Existence of Coupled Quasi-solutions of Systems of Nonlinear Reaction-diffusion Equations

Abstract

**Please note that the full text is embargoed** ABSTRACT: Systems of nonlinear parabolic initial boundary value problems arise in many applications such as epidemies, ecology, biochemistry, biology, chemical and nuclear engineering. Constructive methods of proving existence results for such problems, which can also provide numerical procedures for the computation of solutions, are of greater value than theoretical existence results.
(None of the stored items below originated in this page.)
PR #197, opened 2025-06-17
Command for support of macOS/iOS universal binaries

gmeeker:
This is an attempt to build on the CMake support for '-s arch=armv8|x86_64' by pretending that all generates can produce universal binaries. When called to package a recipes as universal binaries, it bypasses the build() / package() and runs lipo with the single architecture binaries instead.

This currently duplicate the code of the install command and calls a lot of non-public API. It also executes install with direct_deploy for each architecture. This could be more efficient, both by avoiding the copy and moving this directly into Conan's dependency graph. However, it seems to work.

Note that this currently builds single architectures even for CMake recipes. There is no guarantee that all CMake recipes support this (for example they may detect the architecture to use ARM or x86 assembly). Recipes would probably need a way to opt-in for universal CMake builds.

### DIFF
--- a/extensions/commands/install-universal/cmd_install_universal.py
+++ b/extensions/commands/install-universal/cmd_install_universal.py
@@ -1,0 +1,248 @@
+import json
+import os
+import shutil
+from subprocess import run
+import sys
+import tempfile
+
+from conan.api.conan_api import ConanAPI
+from conan.api.output import ConanOutput
+from conan.cli import make_abs_path
+from conan.cli.args import common_graph_args, validate_common_graph_args
+from conan.cli.command import conan_command
+from conan.cli.formatters.graph import format_graph_json
+from conan.cli.printers import print_profiles
+from conan.cli.printers.graph import print_graph_packages, print_graph_basic
+
+
+@conan_command(group="Consumer", formatters={"json": format_graph_json})
+def install_universal(conan_api: ConanAPI, parser, *args):
+    """
+    Install universal packages from the requirements specified in a recipe (conanfile.py or conanfile.txt).
+
+    It can also be used to install packages without a conanfile, using the
+    --requires and --tool-requires arguments.
+
+    If any requirement is not found in the local cache, it will iterate the remotes
+    looking for it. When the full dependency graph is computed, and all dependencies
+    recipes have been found, it will look for binary packages matching the current settings.
+    If no binary package is found for some or several dependencies, it will error,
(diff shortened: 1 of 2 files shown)


extensions/commands/install-universal/cmd_install_universal.py
```diff
@@ -0,0 +1,248 @@
...
+        for arch in archs:
+            more_args = ''
+            if args.profile_build:
+                more_args += f' -pr:b {args.profile_build[0]}'
+            if args.profile_host:
+                more_args += f' -pr:h {args.profile_host[0]}'
+            for arch in archs:
+                ConanOutput().success(f"Building universal {ref} {arch}")
+                arch_folder = os.path.join(conanfile.build_folder, arch)
+                run(f'conan install --requires={ref}{more_args} -d direct_deploy --deployer-folder "{arch_folder}" -s arch={arch} -b missing', shell=True)
```
memsharded, line 121: This is making Conan re-entrant, and it is not supported, see https://docs.conan.io/2/knowledge/guidelines.html -> Forbidden practices.

> Conan is not re-entrant: Calling the Conan process from Conan itself cannot be done. That includes calling Conan from recipe code, hooks, plugins, and basically every code that already executes when Conan is called. Doing it will result in undefined behavior.

memsharded (commented):
Thanks for your contribution @gmeeker 

Unfortunately, the current approach wouldn't be valid, because of the re-entrancy issue commented below.

I have been thinking of other possible approaches, but at the moment I don't see anything that could be reasonably done without actively modifying recipes and/or build systems integrations that would provide some more built-in approach, because this kind of hacks from the consumer side seem a bit too much of a long shot.

gmeeker:
I realize that with Apple announcing end of support for Intel Macs in 2027, there is probably not a lot of reason to touch Conan's core code. However, I think something like this command (despite its use of Conan internals) could bridge that gap. We've been using a wrapper script that deploys Conan's binaries, runs lipo, and patches the generator files in the top level (executable) recipe's folder. Other users seem to avoid that approach and just lipo two single architecture apps together.
So this is possibly a final attempt to figure out something a little more elegant and integrated. I'm not sure what others will make of it, but it's the best I've come up with.

extensions/commands/install-universal/cmd_install_universal.py
gmeeker: Well, this isn't quite resolved. It can fail due to skipped binaries but I'll give it some thought.

PR #202, opened 2025-07-31
Test/export pkg

danimtb:


danimtb:
This is the result of the build info content of the test that uses the artifactory to gather the files (only conanfile.py and conan_source.tgz found)
image


This is the result in the case that the files are not uploaded to artifactory (upload with --dryrun): Only conanfile.py is found locally
image

danimtb:
Now, this is the result of the same test, with the fix proposed at #201 (now it finds conanfile.py, conan_sources.tgz and conanmanifest.tgz)
image

PR #222, opened 2025-11-25
Add note about CI flow to the build info readme

### LINKED ISSUE #220: [question] Unable to find artifacts, aborting promotion
Hello, I have a question regarding artifact promotion. My scenario:

I follow the steps in https://github.com/conan-io/conan-extensions/blob/main/extensions/commands/art/README.md to create conan packages with build info. They are for different OS and platforms, so I build them distributed and then try to aggregate them later under a single name. This works fine as far as I can tell.

The problem arises when I try to promote my artifact:
```
$ conan art:build-info promote vcd 105 team-conan-dev-local team-conan-local --server artifactory
ERROR: 400: Unable to find artifacts of build 'vcd' #105 from artifactory-build-info repo: aborting promotion.
```

I don't really understand where this error comes from and unfortunately there are not any details about which artifacts could be missing, and I just uploaded everything before in my CI pipeline (I think). I even queried Artifactory for the build info and checked all returned paths in the aggregated build info. All of them exist so it's very unclear which artifacts are supposedly missing.

Can you help me in which direction I would have to investigate or what could be the root cause for this error?

danimtb:
closes #220 
Also included some minor fixes in the readme

### DIFF
--- a/extensions/commands/art/README.md
+++ b/extensions/commands/art/README.md
@@ -43,7 +43,7 @@ conan create . --format json -s build_type=Release > create_release.json
 conan create . --format json -s build_type=Debug > create_debug.json
 ```
 
-**Note**: In case you are using different machines or different Conan cache folders (e.g. when running on a CI system), the recommended flow is to prviously upload the recipe to Artifactory and then use ``conan install --requires=<pkg> --build=<pkg> `` + ``conan test ...`` on each machine to create the binaries for different configurations. This is the way to make sure you operate over the same recipe revision and its metadata files across all the CI machine agents.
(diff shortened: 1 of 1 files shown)


extensions/commands/art/README.md
```diff
@@ -43,6 +43,8 @@ conan create . --format json -s build_type=Release > create_release.json
 conan create . --format json -s build_type=Debug > create_debug.json
 ```
 
+**Note**: In case you are using different machines or different Conan cache folders (e.g. when running on a CI system), the recommended flow is to prviously upload the recipe to Artifactory and then use ``conan install --requires=<pkg> --build=<pkg> `` + ``conan test ...`` on each machine to create the binaries for different configurations. This is the way to make sure you operate over the same recipe revision and its metadata files across all the CI machine agents.
```
czoido:
```suggestion
**Note**: In case you are using different machines or different Conan cache folders (e.g. when running on a CI system), the recommended flow is to previously upload the recipe to Artifactory and then use ``conan install --requires=<pkg> --build=<pkg> `` + ``conan test ...`` on each machine to create the binaries for different configurations. This is the way to make sure you operate over the same recipe revision and its metadata files across all the CI machine agents.
```

PR #223, opened 2025-11-26
[art:build-info] Fix timezone issue on timestamp and regex assert

### LINKED ISSUE #219: `art:build-info` timestamp bug
There's a bug in your `_get_formatted_time()` function in the `art:build-info` command:

https://github.com/conan-io/conan-extensions/blob/76df426353f52af510726646f165fd24aacb5bf3/extensions/commands/art/cmd_build_info.py#L63-L66

I'm no Python expert but it seems to get the time in UTC and then attaches the local TZ offset. This creates wrong timestamps, especially on Windows where the clock often represents UTC and a time zone offset is set.

These two build infos were create on Windows and Linux at the same time but on Artifactory they appear like 1 hour apart:

Windows (wrong):
```
    "started": "2025-11-17T11:34:46.976+0100",
```
Linux (correct):
```
    "started": "2025-11-17T11:33:01.655+0000",
```

---

There's a second bug in the regex that doesn't mask a `.` and thus matches any character, which is probably not intended:
https://github.com/conan-io/conan-extensions/blob/76df426353f52af510726646f165fd24aacb5bf3/extensions/commands/art/cmd_build_info.py#L73

danimtb:
closes #219

### DIFF
--- a/tests/test_build_info.py
+++ b/tests/test_build_info.py
@@ -162,6 +162,7 @@ def test_tool_require_skip_binaries():
 
 
 def test_formatted_time():
+    """Compare local timestamp hours from build-info JSON with current timestamp in UTC"""
     run("conan new cmake_lib -d name=lib1 -d version=1.0")
     run("conan create . -f json > create.json")
 


extensions/commands/art/cmd_build_info.py
```diff
@@ -61,17 +61,17 @@ def _get_hashes(file_path):
...
+    formatted_time = now.strftime(f"%Y-%m-%dT%H:%M:%S.{ms:03d}%z")
 
     # Apparently if the timestamp has the Z the BuildInfo is not correctly identified in Artifactory
     # if local_tz_offset == "+0000":
     #    formatted_time = formatted_time[:-5] + "Z"
 
     # from here: https://github.com/jfrog/build-info-go/blob/9b6f2ec13eedc41ad0f66882e630c2882f90cc76/buildinfo-schema.json#L63
-    if not re.match(r'^\d{4}-\d{2}-\d{2}T\d{2}:\d{2}:\d{2}.\d{3}(Z|[+-]\d{4})$', formatted_time):
-        raise ValueError("Time format does not match BuildInfo required format.")
+    assert re.match(r'^\d{4}-\d{2}-\d{2}T\d{2}:\d{2}:\d{2}\.\d{3}(Z|[+-]\d{4})$', formatted_time), \
```
AbrilRBS: Looks good, bit note that upstream has this same bug! https://github.com/jfrog/build-info-go/blob/main/buildinfo-schema.json#L63 shows
`^\\d{4}-\\d{2}-\\d{2}T\\d{2}:\\d{2}:\\d{2}.\\d{3}(Z|[+-]\\d{4})$`

czoido (approved):

PR #245, opened 2026-03-12
Add test for art:build-info promote --continue-on-error

danimtb:
Follow-up on #241

### DIFF
--- a/tests/test_artifactory_commands.py
+++ b/tests/test_artifactory_commands.py
@@ -401,8 +401,10 @@ def test_build_info_promote_continue_on_error():
     run(f'conan art:build-info upload {build_name}.json --server artifactory')
     # Remove package (not recipe) to force promotion fail
     run("conan remove 'mypkg/1.0:*' -c -r extensions-stg")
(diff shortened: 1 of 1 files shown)


tests/test_artifactory_commands.py
```diff
@@ -380,6 +380,37 @@ def test_build_info_project():
...
+
+    run("conan new cmake_lib -d name=mypkg -d version=1.0 --force")
+    run("conan create . --format json -tf='' > create.json")
+    run("conan upload 'mypkg/1.0' -c -r extensions-stg")
+
+    run(f'conan art:build-info create create.json {build_name} {build_number} extensions-stg --server artifactory > {build_name}.json')
+    run(f'conan art:build-info upload {build_name}.json --server artifactory')
+    # Remove package (not recipe) to force promotion fail
+    run("conan remove 'mypkg/1.0:*' -c -r extensions-stg")
+    run(f'conan art:build-info promote {build_name} {build_number} extensions-stg extensions-prod --server artifactory', error=True)
```
czoido: can we check something on the output here to verify that the thing that fails is what we expect to fail?

PR #253, opened 2026-04-13
[art:build-info] Add python requires as recipe dependencies in create command

danimtb:
closes #251

### DIFF
--- a/extensions/commands/art/cmd_build_info.py
+++ b/extensions/commands/art/cmd_build_info.py
@@ -325,8 +325,8 @@ class _BuildInfo:
         for node in nodes.values():
             ref = node.get("ref")
             if ref:
-                transitive_dependencies = node.get("dependencies").keys() if node.get("dependencies").keys() else []
-                python_requires = node.get("python_requires").keys() if node.get("python_requires").keys() else []
+                transitive_dependencies = node.get("dependencies").keys() if node.get("dependencies") else []
+                python_requires = node.get("python_requires").keys() if node.get("python_requires") else []
                 binary = node.get("binary")
 
                 if ref and ((binary == "Build") or (binary in ["Cache", "Download", "Update"] and self._add_cached_deps)):
--- a/extensions/commands/art/cmd_build_info.py
+++ b/extensions/commands/art/cmd_build_info.py
@@ -173,12 +173,17 @@ class _BuildInfo:
             reference = RecipeReference.loads(node.get("ref"))
             return self._conan_api.cache.export_path(reference)
 
-    def get_artifacts(self, node, artifact_type, is_dependency=False):
+
+    def get_artifacts(self, node, artifact_type, is_dependency=False, requested_by=None):
         """
         Function to get artifact information, those artifacts can be added as artifacts of a
         module or as artifacts from dependencies and depending on that the format is
         different. For artifacts of modules they have the keys 'name' and 'path'. If they come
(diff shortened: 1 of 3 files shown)


extensions/commands/art/cmd_build_info.py
```diff
@@ -84,7 +84,7 @@ def _get_requested_by(nodes, node_id, artifact_type):
     requested_by_ids = []
 
     for id, node in nodes["1"].get("dependencies").items():
-        if node.get("direct") == "True":
+        if node.get("direct") is True or node.get("direct") == "True":
```
danimtb: This is a fix, as the requestedBy field was not filled

czoido: I think it's ok to just keep this?
```suggestion
        if node.get("direct") is True:
```

extensions/commands/art/cmd_build_info.py
czoido, line 79: I have been checking and the `requestedBy` field is also adding the artifact itself to its own requester chain. For example, for `base_lib/1.0` (a transitive dependency via `lib/1.0`):


```
"requestedBy": [
    [
        "base_lib/1.0#...",   ← the artifact itself
        "lib/1.0#...",
        "app/1.0#..."
    ]
]
```

I'm not sure this is correct or not, maybe we should check with other types of build infos.

Also, I was thinking that maybe we want to treat the `requestedBy` fix as a separate PR because it may deserve a small refactor.

tests/test_build_info.py
```diff
@@ -161,6 +165,93 @@ def package_info(self):
...
+    graph = json.loads(load("create.json"))["graph"]
+    _fake_conan_sources(graph)
+
+    run("conan art:build-info create create.json build_name 1 repo --with-dependencies > bi.json")
+    build_info = json.loads(load("bi.json"))
+
+    app_recipe_mod = next(
+        m for m in build_info["modules"]
+        if m["id"].startswith("app/1.0") and ":" not in m["id"]
+    )
```
czoido: this is repeated all over the test and the test is a bit difficult to read for me, maybe we can make a dedicated function for these patterns?

extensions/commands/art/cmd_build_info.py
danimtb: ok, let's keep the requestedBy out of the PR 👍

tests/test_build_info.py
danimtb: I will simplify the test

tests/test_build_info.py
```diff
@@ -161,6 +165,62 @@ def package_info(self):
...
+    graph = json.loads(load("create.json"))["graph"]
+    _fake_conan_sources(graph)
+
+    run("conan art:build-info create create.json build_name 1 repo --with-dependencies > bi.json")
+    build_info = json.loads(load("bi.json"))
+
+    modules = build_info["modules"]
+    app_recipe_module = [m for m in modules if m["id"] == "app/1.0#697c25af89f95d7c16b88d97972fb7ad"][0]
+    app_pkg_module = [m for m in modules if
+                      "app/1.0#697c25af89f95d7c16b88d97972fb7ad:19f85b5f0cf7b39158b8bce1a58bcb78449fee9d" in m["id"]][0]
```
czoido, line 201: I think we should avoid hardcoding these so that tests run anywhere?

danimtb: The recipes do not have settings or options, so the recipe revision, PID and package revision are the same on every platform

czoido (approved):

PR #259, opened 2026-07-21
Sketch for size-based cache clean

AbrilRBS:


extensions/commands/cache/cmd_clean_size.py
```diff
@@ -0,0 +1,294 @@
...
+    "kib": 1024, "mib": 1024 ** 2, "gib": 1024 ** 3, "tib": 1024 ** 4,
+}
+
+# A unit-less number smaller than this is almost certainly a forgotten unit (e.g. '10'
+# meaning 10GB, not 10 bytes). Since such a tiny limit would evict basically the whole
+# cache, we refuse it: clearing the cache is what 'conan remove "*:*"' is for.
+_MIN_UNITLESS_BYTES = 1024 ** 2
+
+
+def _parse_size(text):
```
memsharded: Maybe we want to simplify this, it is not that necessary to be able to support all user inputs, a convention that the input is in Mbs could be fine?

Or if not, I think that understanding Mbs and Gbs is more than enough

extensions/commands/cache/cmd_clean_size.py
```diff
@@ -0,0 +1,294 @@
...
+            pass
+        for pref, _info in prefs.items():
+            try:
+                base = os.path.dirname(conan_api.cache.package_path(pref))
+            except ConanException:
+                continue
+            packages.append({
+                "pref": pref,
+                "size": _folder_size(base),
+                "created": pref.timestamp or 0,
```
memsharded, line 94: Do we want this timestamp (this can be a server timestamp, not the one in the local cache)? When we say "created" it is created in the local cache as a file (installed) or the package revision timestamp?

extensions/commands/cache/cmd_clean_size.py
```diff
@@ -0,0 +1,294 @@
...
+            lines.append(f"Over the size limit, but all {result['protected']} eviction "
+                         f"candidate(s) are protected by --older-than={result['older_than']}; "
+                         f"nothing removed.")
+        else:
+            lines.append("Over the size limit, but there are no package binaries to evict "
+                         "(only recipe/source folders remain). Try 'conan cache clean'.")
+        cli_out_write("\n".join(lines))
+        return
+
+    verb = "Would remove" if result["dry_run"] else "Removed"
```
memsharded: Maybe dry-run is not necessary, this could start with a minimal proposal.

extensions/commands/cache/cmd_clean_size.py
```diff
@@ -0,0 +1,294 @@
...
+        "size_after": result["size_after"],
+        "policy": result["policy"],
+        "older_than": result["older_than"],
+        "dry_run": result["dry_run"],
+        "cancelled": result["cancelled"],
+        "over_limit": result["over_limit"],
+        "protected": result["protected"],
+        "recipes_size": result["recipes_size"],
+        "removed": [{"ref": str(i["pref"]), "size": i["size"]} for i in result["removed"]],
+    }
```
memsharded: ``result.copy()`` + handle ``removed``? so it can be done in 2 lines?

extensions/commands/cache/cmd_clean_size.py
```diff
@@ -0,0 +1,294 @@
...
+    cli_out_write(json.dumps(payload, indent=2))
+
+
+@conan_command(group="Custom commands",
+               formatters={"text": _text_output, "json": _json_output})
+def clean_size(conan_api: ConanAPI, parser, *args):
+    """
+    Prune the local Conan cache down to a maximum size, evicting package binaries by a policy.
+
+    This is the "clean by size" counterpart to the built-in 'conan cache clean' (which only
```
memsharded: Not counterpart, different concept, different files/folders to remove.

extensions/commands/cache/cmd_clean_size.py
```diff
@@ -0,0 +1,294 @@
...
+    wipes source/build/download temp folders). Here, whole package binaries are removed until
+    the cache fits within --max-size. Removal is always explicit (this command), never automatic.
+    """
+    parser.add_argument("--max-size", action=OnceArgument, required=True,
+                        help="Target maximum cache size, e.g. 10GB, 500MiB, 2g. The cache is "
+                             "pruned until it fits within this size. A unit is expected; a bare "
+                             "number is bytes, and a tiny bare number is rejected as a likely typo.")
```
memsharded: Most likely Gbs is the size to go, and forget about parsing. I don't think a cache of <1Gb would be an issue, and in any case, users could input ``--max-size=0.1`` (Gb would be implicit)

extensions/commands/cache/cmd_clean_size.py
```diff
@@ -0,0 +1,294 @@
...
+import re
+import time
+
+from conan.api.conan_api import ConanAPI
+from conan.api.input import UserInput
+from conan.api.model import ListPattern
+from conan.api.output import ConanOutput, cli_out_write
+from conan.cli.command import conan_command, OnceArgument
+from conan.errors import ConanException
+from conan.internal.util.files import human_size
```
memsharded: Internal usage, better avoid

extensions/commands/cache/cmd_clean_size.py
```diff
@@ -0,0 +1,294 @@
...
+    }
+
+    if args.dry_run or not to_remove:
+        return result
+
+    # Confirm before deleting (matches 'conan remove'; --confirm / core:non_interactive skip it).
+    total = sum(i["size"] for i in to_remove)
+    message = (f"Remove {len(to_remove)} package binaries ({human_size(total)}) to bring the "
+               f"cache under {human_size(max_size)}?")
+    ui = UserInput(conan_api.config.get("core:non_interactive"))
```
memsharded: We can assume the interactive confirmation is not necessary in this command, and simplify this.

memsharded (approved):
Looking good!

The method of upper and lower solutions coupled with monotone iterative technique has been employed successfully to prove existence of multiple solutions of nonlinear reaction-diffusion equations, in special case, by various authors [3,4,5,10,11,15 181. Recently, in [6,17] weakly coupled systems of reaction diffusion equations, when the nonlinear terms are independent of gradient terms, are discussed and some special type of results are obtained. We, in this paper, investigate general systems of nonlinear reaction-diffusion problems when the nonlinear terms possess a mixed quasi-monotone property. We discuss a very general situation and obtain coupled extremal quasi-solutions, which in special cases, reduce to minimal and maximal solutions. We shall also indicate how one step cyclic monotone iterative schemes can be generated which yield accelerated rate of convergence of iterates. This work is in the spirit of our recent paper [12] for elliptic systems.